• **TASK ITEM**
From the line that contains "It's kind of" to the last line of the entries, write each line out exactly; include both ends and nothing else.
[[ DATA SHOWN open ]]
PR #320, opened 2021-12-15
EVA-2704 Keep submittedVariantOperationEntity in memory instead of querying it every batch

andresfsilva:


tcezard (approved):
This looks good.

nitin-ebi (approved):

eva-accession-clustering/src/main/java/uk/ac/ebi/eva/accession/clustering/batch/io/ClusteringWriter.java
```diff
@@ -194,17 +213,8 @@ private void processClusteredRemappedVariants(List<? extends SubmittedVariantEnt
 
         String assembly = clusteredRemappedSubmittedVariants.get(0).getReferenceSequenceAccession();
```
tcezard, line 214: Do you need to get the assembly from the clustered variant now that you have it populated in the constructor ?

tcezard: Actually now that the assembly is a property you can avoid passing it around a lot of methods

PR #325, opened 2022-01-13
EVA-2655 - Fix issue in counts for submitted variant accessioning

apriltuesday:


tcezard (approved):

sundarvenkata-EBI:
I am ok with the reasoning behind this PR and the code. But I am wondering why this issue surfaced during this particular batch (batch 18) when we have had other batches that were processed in the past which could have posed a similar situation for this issue to arise.

apriltuesday:
@sundarvenkata-EBI I searched the accessioning logs for previous batches and didn't see any error...  But also, one reason it wouldn't show up very frequently is that the more thorough count check only happens when the number of variants and the number of accessions doesn't match, see [here](https://github.com/EBIvariation/eva-accession/pull/325/files#diff-b505f15a2709399f6ebbd4535c5de5816b0e2f10106aff4df210e0e11e29a105L71).  In this case this was triggered because there was _actually_ a duplicate variant, at which point the rest of the method ran into this bug and foundered, causing the pipeline to crash.

Thank you for asking about this, I hadn't even thought about this reasoning until just now!

sundarvenkata-EBI (approved):

PR #337, opened 2022-03-31
EVA-2805 Identifier web services contig alias integration

andresfsilva:


eva-accession-core/src/main/java/uk/ac/ebi/eva/accession/core/contigalias/ContigAliasService.java
```diff
@@ -0,0 +1,209 @@
...
+                contig = contigAliasChromosome.getEnaSequenceName();
+                break;
+            case MD5_CHECKSUM:
+                contig = contigAliasChromosome.getMd5checksum();
+                break;
+            case TRUNC512_CHECKSUM:
+                contig = contigAliasChromosome.getTrunc512checksum();
+                break;
+            default:
+                contig = contigAliasChromosome.getGenbank();
```
tcezard, line 130: Just to be consistent, I would prefer if we switched all the usage of `Genbank` to `Insdc` and the `Name` to `GenbankSequenceName`

eva-accession-core/src/main/java/uk/ac/ebi/eva/accession/core/contigalias/ContigAliasNaming.java
```diff
@@ -0,0 +1,32 @@
...
+ */
+public enum ContigAliasNaming {
+    GENBANK_SEQUENCE_NAME,
+    ENA_SEQUENCE_NAME,
+    INSDC,  // this is the same as GenBank,
+    REFSEQ,
+    UCSC,
+    MD5_CHECKSUM,
+    TRUNC512_CHECKSUM,
+    NO_REPLACEMENT  // do not use any particular naming, just keep whatever contig is provided
```
tcezard, line 31: Is there a way to have these term being lower cased and dot (.) separated? 
I'm trying to follow the standard from [identifiers.org|https://registry.identifiers.org/registry]

sundarvenkata-EBI: @tcezard  While it is not possible to have the Java identifiers conform to the convention, we can follow [this method](https://stackoverflow.com/a/3978690) to attach string labels to the Java identifiers. These string labels can be made to conform to the convention that you suggest.

eva-accession-core/src/main/java/uk/ac/ebi/eva/accession/core/contigalias/ContigAliasService.java
```diff
@@ -0,0 +1,209 @@
...
+    }
+
+    /**
+     * Query contig alias service to translate the contig to the desired naming convention
+     */
+    private String translateContig(String genbankContig, ContigAliasNaming contigAliasNaming) {
+        String url = contigAliasUrl + CONTIG_ALIAS_CHROMOSOMES_GENBANK_ENDPOINT + genbankContig;
+        ContigAliasResponse contigAliasResponse = restTemplate.getForObject(url, ContigAliasResponse.class);
+        if (contigAliasResponse == null || contigAliasResponse.getEmbedded() == null) {
+            throw new NoSuchElementException("Not data returned for " + url + " from the contig alias service");
```
sundarvenkata-EBI, line 83:
```suggestion
            throw new NoSuchElementException("No data returned for " + url + " from the contig alias service");
```

eva-accession-core/src/main/java/uk/ac/ebi/eva/accession/core/contigalias/ContigAliasNaming.java
apriltuesday: While we're talking about names, I'm not totally sold on the API parameter name `contigAliasNaming` unless it's standard terminology.  Something like `contigNamingConvention` seems more natural to me.

(This is purely from the user's perspective, internally we can call it whatever we like.)

apriltuesday: I did what @sundarvenkata-EBI suggested for the string labels, but I don't think it actually affects what the parameter value is in the API as Spring seems to use the name rather than the value of enum... :roll_eyes:  I tried a few other things including using a custom converter and didn't get that to work either, so I've left it for now.

Worth pointing out we don't do this for other enums in our API, e.g. choice of variant type, so at least we're consistent!

eva-accession-core/src/main/java/uk/ac/ebi/eva/accession/core/contigalias/ContigAliasService.java
apriltuesday: This should be consistent across this PR now but not necessarily in contig-alias itself, the latter will probably be addressed in [EVA-2838](https://www.ebi.ac.uk/panda/jira/browse/EVA-2838).

sundarvenkata-EBI (approved):

nitin-ebi (approved):

PR #344, opened 2022-05-20
Ignore clustered variant from both sides

tcezard:


sundarvenkata-EBI (approved):
Hopefully this resolves the issue with EVA-2655 too..

tcezard:
Turns out it was not necessary.

PR #351, opened 2022-07-22
EVA-2930 - Deployment for deprecation module and change study parameter name

sundarvenkata-EBI:


.gitlab-ci.yml
```diff
@@ -5,14 +5,16 @@ stages:
 
 variables:
     WS_ARTIFACT_PATH: eva-accession-ws/target/eva-accession-ws-$ENVIRONMENT_NAME.war
-    CLUSTERING_ARTIFACT_PATH: eva-accession-clustering/target/eva-accession-clustering-*.jar
+    CLUSTERING_ARTIFACT_PATH: eva-accession-clustering/target/eva-accession-clustering-*exec.jar
```
tcezard, line 8: Why are some of our jars annotated with `exec` ?

tcezard (approved):
I think it looks good although I'm a bit confused as to what is module (my confusion not the code). 
Could we use this PR to remove the `noah` deployment ?

.gitlab-ci.yml
sundarvenkata-EBI: When a module (in this case, the eva-accession-clustering module) serves as both a dependency for another module (in this case, the eva-accession-deprecate module) and also an executable (for the clustering pipeline), it has to have two deployed JARs: one that can make it behave as a "library" to be used as a dependency and another (with the exec suffix) that can be an "executable" (the one that will be deployed).

sundarvenkata-EBI:
Loosely defined, modules are units of code that are defined via a POM (project object model).  eva-accession-deprecate module comprises all the code under the directory named "eva-accession-deprecate".

sundarvenkata-EBI:
> Could we use this PR to remove the noah deployment ?

Sure. I have removed it now.

nitin-ebi (approved):

PR #356, opened 2022-08-19
EVA-2957 - Choose SS remapped from the source assembly for backpropagation

sundarvenkata-EBI:


eva-accession-clustering/src/main/java/uk/ac/ebi/eva/accession/clustering/batch/io/TargetSSReaderForSplitOrMergedBackPropRS.java
```diff
@@ -120,7 +125,7 @@ public List<SubmittedVariantEntity> read() {
                         .stream().map(result -> new SubmittedVariantEntity(result.getAccession(), result.getHash(),
                                                                            result.getData(), result.getVersion()))
                         .collect(Collectors.toList());
-        return targetSSRecordsInOriginalAssembly.size() == 0 ? null: targetSSRecordsInOriginalAssembly;
+        return targetSSRecordsInOriginalAssembly;
```
sundarvenkata-EBI, line 128: This was done because sometimes a RS batch we are reading might not have a corresponding SS **_in the remapped assembly_**. In that case, we will have to wait for the next batch of RS instead of returning null which will make Spring terminate the job altogether. We only have to return null and terminate the job when we have read all the RS batches - this is now made explicit a few lines above.

nitin-ebi (approved):

apriltuesday (approved):

PR #560, opened 2024-10-11
 Updating workflows/bacterial_genomics/bacterial_genome_annotation from 1.1.5 to 1.1.6

clsiguret:

Thanks :smiley:


bebatut (approved):
Thanks!

clsiguret:
Thanks @bebatut :smiley:

PR #561, opened 2024-10-11
Updating workflows/bacterial_genomics/amr_gene_detection from 1.1.3 to 1.1.4

clsiguret:

Thanks :smiley:


bebatut (approved):
Thanks!

clsiguret:
Thanks  @bebatut :smiley:

bgruening:
Yeah, very cool!

PR #562, opened 2024-10-11
IWC showcase

dannon:
Very much still a work in progress but we want to go ahead and get this publishing for integrations w/ other servers and to collect any feedback and start polishing.

image

https://galaxyproject.github.io/iwc/


mvdbeek:

https://github.com/galaxyproject/iwc/actions/runs/11293246088

lldelisle:
This is already super cool.
Do you think you could do something like GTN is doing:
https://training.galaxyproject.org/training-material/topics/single-cell/tutorials/scatac-preprocessing-tenx/tutorial.html#admin-missing-tools
Where the tool_panel_section_label is based on usegalaxy.eu/org/au

PR #574, opened 2024-10-17
Testing if RNA-seq WF can run on different test data

pavanvidem:


mvdbeek:
https://github.com/galaxyproject/iwc/actions/runs/11387974876/artifacts/2069752040 has your results, I suppose you were expecting the test to fail ? The workflow did run to completion.

pavanvidem:
Yes, I was just checking whether the workflow can run to completion with this test data. I am aware that the tests would fail because I did not update the tests.

pavanvidem:
@mvdbeek @lldelisle the problem seems to be with the input collection. The last run has minimal changes to the existing tests. The workflow remains unchanged.  I added multiple paired fastqs to the collection and it failed. Do you see anything wrong with the tests?

lldelisle:
I relaunched the CI. Have you run it against org? Does it manage to create the collection? Can you share the history?

pavanvidem:
I am not sure whether it managed to create the collection. How to check this?

Here is the history: https://usegalaxy.org/u/videmp/h/rnaseq-pe-with-multi-fastq-collection

mvdbeek:
I said this at the last BRC meeting, if the test is cancelled like this you're running out of resources. So I would suggest downsampling your data and using a small reference genome.

pavanvidem:
Are those resources assigned per workflow or per individual tool run? 

The tests are passing if there is only one pair of FASTQs in the collection but are failing if there are 4. Please check my last commit. I just added 3 more FASTQs to the collection in the original tests. Nothing else was changed.

mvdbeek:
The VM has 8 gigs of ram, but one of your star jobs consumes 9.3 gigs of ram.

pavanvidem:
@mvdbeek Thanks for the numbers! Using chr4 annotations only should consume a bit less memory (maybe just under 8G). Let's see. 
But most of the memory footprint is from loading STAR index. Finding a new decent dataset takes a while. Hence, it would be nice if can havedm6 chr4 only STAR index. That should make tests faster and will be also useful for the tutorial. Is it feasible now so that we can have the workflow ready?

mvdbeek:
> Is it feasible now so that we can have the workflow ready?

No, sorry.

PR #581, opened 2024-10-24
Add new ChIP-Seq WF that handles replicates and controls

wm75:
Not quite ready yet, but time to bring online.

@lldelisle another variation of the theme :-)
Essentially, an automated version of the steps in https://training.galaxyproject.org/training-material/topics/epigenetics/tutorials/formation_of_super-structures_on_xi/tutorial.html#formation-of-the-super-structures-on-the-inactive-x


lldelisle:
Hi,
Looks great indeed and too complex to be merged with the existing one.

wm75:
> Hi, Looks great indeed and too complex to be merged with the existing one.

That's what I thought, too, even though I borrowed a lot from your WFs (like the entire backbone of the analysis, and the averaging across replicates), so if you want to, I can add you as a WF author.

You may want to have a look at using fastp instead of cutadapt, which makes it possible to have optional adapter sequences and the updated samtools view step I'm using. Those could be integrated easily into your WF I guess.

lldelisle:
Yes, I also think it would be beneficial to use fastp instead of cutadapt in all my workflows.

pavanvidem:
@wm75 it seems there is no 'Calculate numeric parameter value' tool on .org.

wm75:
Funny, it's an iuc tool: https://github.com/galaxyproject/tools-iuc/tree/main/tools/calculate_numeric_param
Probably just oversight @mvdbeek?

bgruening:
Please add it here: https://github.com/galaxyproject/usegalaxy-tools

workflows/epigenetics/chipseq-pe-with-replicates-controls/chipseq-pe-with-replicates-controls.ga
```diff
@@ -0,0 +1,3692 @@
...
+            },
+            "tool_state": "{\"advancedOpt\": {\"showAdvancedOpt\": \"yes\", \"__current_case__\": 1, \"binSize\": \"50\", \"sortRegions\": \"keep\", \"sortUsing\": \"mean\", \"averageTypeBins\": \"mean\", \"missingDataAsZero\": true, \"skipZeros\": true, \"minThreshold\": null, \"maxThreshold\": null, \"scale\": null, \"metagene\": false, \"transcriptID\": \"transcript\", \"exonID\": \"exon\", \"transcript_id_designator\": \"transcript_id\", \"blackListFileName\": {\"__class__\": \"RuntimeValue\"}}, \"custom_sample_labels_conditional\": {\"custom_labels_select\": \"No\", \"__current_case__\": 0}, \"mode\": {\"mode_select\": \"reference-point\", \"__current_case__\": 1, \"referencePoint\": \"center\", \"nanAfterEnd\": false, \"beforeRegionStartLength\": \"3000\", \"afterRegionStartLength\": \"3000\"}, \"multibigwig_conditional\": {\"orderMatters\": \"No\", \"__current_case__\": 0, \"bigwigfiles\": {\"__class__\": \"ConnectedValue\"}}, \"output\": {\"showOutputSettings\": \"no\", \"__current_case__\": 0}, \"regionsFiles\": [{\"__index__\": 0, \"regionsFile\": {\"__class__\": \"ConnectedValue\"}}], \"__page__\": null, \"__rerun_remap_job_id__\": null}",
```
wm75, line 3357: So the beforeRegionStartLength and the afterRegionStartLength here should not be hard-coded.
Initially I thought I could come up with a way to estimate them from the MACS2 peak region widths, but maybe we should just turn them into a WF param for now.

mvdbeek: Should we start with the hardcoded region length for tomorrow ?

workflows/epigenetics/chipseq-pe-with-replicates-controls/test-data/test_sample_sheet.tsv
```diff
@@ -0,0 +1,4 @@
+SRR5204807	Spt5	rep1	SRR5204809
```
mvdbeek, line 1: Can we not create this file dynamically by having the users provide sample and ip collections ? I don't hate this for running this on the command line, but a lot can and will go wrong here. You mentioned issues if control and ip numbers differ, but I think that would also still be the case with the sample sheet.

wm75: One of the issues is that with the sample sheet you can define the same sample to be the appropriate control for several samples in a replicate, or each sample can have its own control, or whatever. In the sample sheet this connection is made via columns 1 and 4, but you cannot do this flexibly with just collections (unless you rely on naming schemes of elements, which is even worse than the sample sheet approach).
Averaging across replicates is also harder and more error-prone without a sample sheet, which establishes nicely which samples represent the same condition across replicates (maybe look at the example from the README).

workflows/epigenetics/chipseq-pe-with-replicates-controls/chipseq-pe-with-replicates-controls.ga
wm75: yes, please :+1:

workflows/epigenetics/chipseq-pe-with-replicates-controls/test-data/test_sample_sheet.tsv
mvdbeek: Can you make it two input collections, and if you need to repeat a control .... you repeat the control ? I don't see the difficulty currently. I would currently not let users build nested collections.

mvdbeek: Replicates are determined by the order of the collection elements, not the identifier

wm75: Note that in the above sample A and B, for example, are not IPed sample and control, but two different IPs done on the same input.

mvdbeek: Can we say one contrast per analysis for a start ? If you want to use a sample sheet you can have a parent workflow align your inputs according to the sheet ? I think that would nicely encapsulate the complexity while maintaining a easy to use workflow for the common case of doing a single condition ?

wm75: Hmm, that could be a way forward, but not for tonight? Quite some rewiring, tests rewriting, and manual testing, plus readme rewrite that's required for this.
As I said before, both @lldelisle 's chipseq_pe and/or cutandrun WFs are a good starting point for tomorrow, too.

PR #604, opened 2024-11-19
Credits Persist-seq original pipeline for the Pseudo-bulk scRNA-seq pipeline

pcm32:
Adds credits on the Pseudo-bulk scRNA-seq pipeline, and mentions main differences for user's awareness.

### DIFF
--- a/workflows/scRNAseq/pseudobulk-worflow-decoupler-edger/README.md
+++ b/workflows/scRNAseq/pseudobulk-worflow-decoupler-edger/README.md
@@ -4,6 +4,13 @@ This workflow uses the decoupler tool in Galaxy to generate pseudobulk counts fr
 using the edgeR tool. The workflow also includes data sanitation steps to ensure smooth operation of edgeR and minimizing potential issues. Additionally, a Volcano plot tool is used to visualize the results after the DEG 
 analysis.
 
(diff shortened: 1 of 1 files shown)


pavanvidem:
@pcm32 thanks! The workflows on Galaxy can still be changed after sharing/publication. I am not sure whether there is a way to freeze and version a workflow on Galaxy. If we are citing a specific version of the original workflow here, then it would be good to have this version frozen somewhere (like WorkflowHub or IWC). That's just an idea. Maybe there are better ways to do it.

pcm32:
Maybe we can add the file on a supplementary directory here if you prefer? I don't mind. I don't tend to unshare things off the main galaxy instances, but I understand why you suggest it.

pcm32:
Adding to IWC is probably too much work for what I'm after.

pavanvidem:
@mvdbeek is it allowed to have such a supplementary directory with an additional workflow? Is there a better solution to cite a specific version of a published Galaxy workflow? something similar to history achieving but for workflows?

mvdbeek:
I don't understand, all IWC workflows are versioned. I don't see a problem with the readme either.

mvdbeek (approved):

pavanvidem:
@mvdbeek, if you think we can keep that workflow link, please go ahead and merge.

mvdbeek:
It's a link, just like GTN or wikipedia links they can go away, I don't think this is a problem.

mvdbeek:

https://github.com/galaxyproject/iwc/actions/runs/11932563263

PR #613, opened 2024-11-21
add MIT licence - copied from tools-iuc

fubar2:


fubar2:
The galaxy code base is probably a better LICENCE document - updated

wm75:
Shouldn't this be accompanied with a clarification, which parts of the repo the license applies to, i.e. that the workflows themselves can specify distinct licenses?
Similar to what the GTN does in its github [README](https://github.com/galaxyproject/training-material/blob/main/README.md#license)?

mvdbeek:
The workflows have various licenses, and this one doesn't make sense, definitely nothing here is AFL.

fubar2:
Background: Trying to spray licenses to every galaxy project repo from a spreadsheet showing which ones are missing. The owners are the ones who can best choose the right one - I'm just trying to get the process of remediation started so any help in making it the right one would be greatly appreciated.

bgruening:
I adopted the README and added a MIT only license for all the rest. Let me know if this is ok.

mvdbeek (approved):
I don't love that it says MIT on the repo overview and that you will not notice the different licenses unless you look. The "LICENSE at the root" feature has gone from a handy feature that is optional to something people apparently use for evaluations.

bwlang:
I just did a quick test... it's possible to include a license.md file with text like this:
```
Various Licenses

Each tool in this repository specifies its own open source license.
```
that shows a license link like this:
image

It's kind of a bummer to overload this feature, but i think it's better than the other options:
1) incorrect license (very bad if it says one thing, but the workflow is more restrictive)
2) nothing

PR #623, opened 2024-12-05
Fix stuck colormode in website

dannon:
If someone happened to visit iwc.galaxyproject.org with dark mode enabled prior to us swapping to a galaxy-themed light mode by default, the browser could get stuck in dark mode due to the way nuxt stores a key in local storage without unsetting it.  This is a workaround that unsticks the stuck mode.

FOR CONTRIBUTOR:

FOR REVIEWERS:


dannon:
We can ignore the failing build preview here -- that's also on my list for today to approach in a different way.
[[ DATA SHOWN closed ]]
• **TASK ANSWER**
It's kind of a bummer to overload this feature, but i think it's better than the other options:
1) incorrect license (very bad if it says one thing, but the workflow is more restrictive)
2) nothing

PR #623, opened 2024-12-05
Fix stuck colormode in website

dannon:
If someone happened to visit iwc.galaxyproject.org with dark mode enabled prior to us swapping to a galaxy-themed light mode by default, the browser could get stuck in dark mode due to the way nuxt stores a key in local storage without unsetting it.  This is a workaround that unsticks the stuck mode.

FOR CONTRIBUTOR:

FOR REVIEWERS:


dannon:
We can ignore the failing build preview here -- that's also on my list for today to approach in a different way.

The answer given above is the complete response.